Entrée du ghetto de Lodz, photo Henryk Ross Jewpop

L’entrée du ghetto de Lodz, un panneau indique : « Zone d’habitation des Juifs, entrée interdite ». Photo Henryk Ross

Le ghetto de Lodz, deuxième ville de Pologne et premier pôle d’industrie textile du pays, est établi le 30 avril 1940. Après celui de Varsovie, c’est le plus grand ghetto des territoires sous occupation allemande. 164 000 Juifs résidant à Lodz y sont internés, auxquels viennent s’ajouter des dizaines de milliers de Juifs de la région, des Juifs originaires du Reich, ainsi que des Sinti et des Roms.
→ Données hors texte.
PR #307, opened 2022-09-07
vb-1080, additional support wasn't being updated if changed to none

hutcheonb-moj:
## Description
Attempting to fix the bug where additional support stays populated on both update journey and pre-booking changes.
When an additional support item has previously been selected, changing to none doesn't update the additional support in visitSessionData

### DIFF
--- a/server/routes/bookAVisit.test.ts
+++ b/server/routes/bookAVisit.test.ts
@@ -1799,7 +1799,8 @@ describe('POST /book-a-visit/additional-support', () => {
       })
   })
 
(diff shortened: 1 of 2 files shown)


psoleckimoj (approved):
LGTM

Could add a test to make sure this is cleared when no is selected?

psoleckimoj (dismissed):
LGTM!

psoleckimoj (approved):
LGTM

tpmcgowan (approved):
LGTM!

PR #308, opened 2022-09-08
vb-1169, incorporated booked endpoint into search by reference

hutcheonb-moj:
## Description
Added getBookedVisits endpoint, only shows booked visits instead of all visits.
Changed search to now use getBookedVisits endpoint, as being able to search for a visit and then change that visit after it has been cancelled or superseded causes errors.

Linked to VB-1168

### DIFF
--- a/server/services/visitSessionsService.ts
+++ b/server/services/visitSessionsService.ts
@@ -216,6 +216,16 @@ export default class VisitSessionsService {
     return this.buildVisitInformation(visit)
   }
 
+  async getBookedVisit({ username, reference }: { username: string; reference: string }): Promise<VisitInformation> {
+    const token = await this.systemToken(username)
+    const visitSchedulerApiClient = this.visitSchedulerApiClientBuilder(token)
+
+    logger.info(`Get visit ${reference}`)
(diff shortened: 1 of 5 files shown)


server/services/visitSessionsService.ts
```diff
@@ -216,6 +216,16 @@ export default class VisitSessionsService {
     return this.buildVisitInformation(visit)
   }
 
+  async getBookedVisit({ username, reference }: { username: string; reference: string }): Promise<VisitInformation> {
+    const token = await this.systemToken(username)
+    const visitSchedulerApiClient = this.visitSchedulerApiClientBuilder(token)
+
+    logger.info(`Get visit ${reference}`)
```
psoleckimoj, line 223: Only change I can see is the log message 👍

psoleckimoj (approved):
LGTM!

server/services/visitSessionsService.ts
hutcheonb-moj: Annoyingly I did consider that, then wasn't sure if it made sense from a log perspective!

Le ghetto, d’une superficie d’un peu plus de 4km², conçu à l’origine comme une installation temporaire de transit, subsistera pendant plus de quatre ans, la décision d’exploiter la main d’œuvre juive servant les intérêts des nazis. Au printemps de l’année 1940, le ghetto de Lodz est isolé du reste de la ville par des clôtures en bois entourées de barbelés. Les Juifs y sont confinés sans eau ni électricité. Épidémies et famine y causeront la mort de 43 500 personnes.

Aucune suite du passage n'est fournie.